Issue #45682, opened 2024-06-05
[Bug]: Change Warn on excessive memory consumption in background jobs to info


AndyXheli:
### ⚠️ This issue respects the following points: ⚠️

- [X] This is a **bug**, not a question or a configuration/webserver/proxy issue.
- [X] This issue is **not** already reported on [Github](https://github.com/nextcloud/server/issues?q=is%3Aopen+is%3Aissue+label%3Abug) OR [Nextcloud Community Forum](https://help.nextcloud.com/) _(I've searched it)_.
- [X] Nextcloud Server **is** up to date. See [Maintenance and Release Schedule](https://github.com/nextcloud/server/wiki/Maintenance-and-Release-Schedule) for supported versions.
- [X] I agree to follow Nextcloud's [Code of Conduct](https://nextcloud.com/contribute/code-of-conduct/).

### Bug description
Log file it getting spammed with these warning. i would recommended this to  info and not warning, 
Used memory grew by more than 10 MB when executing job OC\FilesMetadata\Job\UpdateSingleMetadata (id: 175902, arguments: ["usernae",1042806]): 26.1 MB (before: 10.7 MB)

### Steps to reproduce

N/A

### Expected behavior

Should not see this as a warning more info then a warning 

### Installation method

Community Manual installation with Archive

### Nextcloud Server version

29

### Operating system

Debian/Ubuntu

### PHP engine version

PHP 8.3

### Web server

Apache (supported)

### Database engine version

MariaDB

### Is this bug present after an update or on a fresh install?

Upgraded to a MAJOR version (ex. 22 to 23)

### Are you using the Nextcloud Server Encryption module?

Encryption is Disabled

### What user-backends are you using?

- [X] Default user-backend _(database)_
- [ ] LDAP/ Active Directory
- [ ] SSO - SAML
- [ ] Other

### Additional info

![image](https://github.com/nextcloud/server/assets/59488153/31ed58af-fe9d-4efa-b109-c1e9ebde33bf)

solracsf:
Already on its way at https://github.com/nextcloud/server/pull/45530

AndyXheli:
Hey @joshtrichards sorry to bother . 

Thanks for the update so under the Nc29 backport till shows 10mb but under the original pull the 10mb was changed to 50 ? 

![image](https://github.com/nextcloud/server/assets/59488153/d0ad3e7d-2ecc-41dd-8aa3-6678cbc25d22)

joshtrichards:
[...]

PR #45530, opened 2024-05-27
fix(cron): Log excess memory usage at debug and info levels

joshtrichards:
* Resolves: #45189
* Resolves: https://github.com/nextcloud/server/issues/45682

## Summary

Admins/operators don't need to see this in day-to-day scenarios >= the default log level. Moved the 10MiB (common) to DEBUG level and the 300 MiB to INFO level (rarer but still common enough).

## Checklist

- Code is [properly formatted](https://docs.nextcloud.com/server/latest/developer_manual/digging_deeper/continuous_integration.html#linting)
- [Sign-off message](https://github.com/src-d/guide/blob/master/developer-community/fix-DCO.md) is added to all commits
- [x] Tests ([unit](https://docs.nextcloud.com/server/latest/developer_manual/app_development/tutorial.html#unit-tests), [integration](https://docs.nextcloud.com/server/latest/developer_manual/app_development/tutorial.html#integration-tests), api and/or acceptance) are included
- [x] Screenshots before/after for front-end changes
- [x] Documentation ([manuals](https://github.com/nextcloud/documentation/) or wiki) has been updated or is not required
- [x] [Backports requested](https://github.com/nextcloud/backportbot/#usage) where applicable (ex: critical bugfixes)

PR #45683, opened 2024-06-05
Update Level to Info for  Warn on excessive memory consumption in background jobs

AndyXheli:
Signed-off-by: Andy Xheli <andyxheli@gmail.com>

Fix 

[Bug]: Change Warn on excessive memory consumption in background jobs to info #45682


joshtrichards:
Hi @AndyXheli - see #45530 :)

::::::

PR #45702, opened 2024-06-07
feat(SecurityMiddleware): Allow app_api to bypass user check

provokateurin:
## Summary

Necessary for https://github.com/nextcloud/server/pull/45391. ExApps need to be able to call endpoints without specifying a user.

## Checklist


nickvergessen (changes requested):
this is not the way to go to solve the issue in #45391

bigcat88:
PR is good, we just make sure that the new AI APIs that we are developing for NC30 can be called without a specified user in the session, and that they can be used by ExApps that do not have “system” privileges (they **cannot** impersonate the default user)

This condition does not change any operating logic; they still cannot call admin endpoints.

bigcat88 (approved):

::::::

Exercise details: The listing above holds a line with "Upgraded to a MAJOR version (ex. 22 to 23)" and a line with "- [x] [Backports". Print the stretch from the first through the second, exactly and alone.

Output of the exercise:
Upgraded to a MAJOR version (ex. 22 to 23)

### Are you using the Nextcloud Server Encryption module?

Encryption is Disabled

### What user-backends are you using?

- [X] Default user-backend _(database)_
- [ ] LDAP/ Active Directory
- [ ] SSO - SAML
- [ ] Other

### Additional info

![image](https://github.com/nextcloud/server/assets/59488153/31ed58af-fe9d-4efa-b109-c1e9ebde33bf)

solracsf:
Already on its way at https://github.com/nextcloud/server/pull/45530

AndyXheli:
Hey @joshtrichards sorry to bother . 

Thanks for the update so under the Nc29 backport till shows 10mb but under the original pull the 10mb was changed to 50 ? 

![image](https://github.com/nextcloud/server/assets/59488153/d0ad3e7d-2ecc-41dd-8aa3-6678cbc25d22)

joshtrichards:
[...]

PR #45530, opened 2024-05-27
fix(cron): Log excess memory usage at debug and info levels

joshtrichards:
* Resolves: #45189
* Resolves: https://github.com/nextcloud/server/issues/45682

## Summary

Admins/operators don't need to see this in day-to-day scenarios >= the default log level. Moved the 10MiB (common) to DEBUG level and the 300 MiB to INFO level (rarer but still common enough).

## Checklist

- Code is [properly formatted](https://docs.nextcloud.com/server/latest/developer_manual/digging_deeper/continuous_integration.html#linting)
- [Sign-off message](https://github.com/src-d/guide/blob/master/developer-community/fix-DCO.md) is added to all commits
- [x] Tests ([unit](https://docs.nextcloud.com/server/latest/developer_manual/app_development/tutorial.html#unit-tests), [integration](https://docs.nextcloud.com/server/latest/developer_manual/app_development/tutorial.html#integration-tests), api and/or acceptance) are included
- [x] Screenshots before/after for front-end changes
- [x] Documentation ([manuals](https://github.com/nextcloud/documentation/) or wiki) has been updated or is not required
- [x] [Backports requested](https://github.com/nextcloud/backportbot/#usage) where applicable (ex: critical bugfixes)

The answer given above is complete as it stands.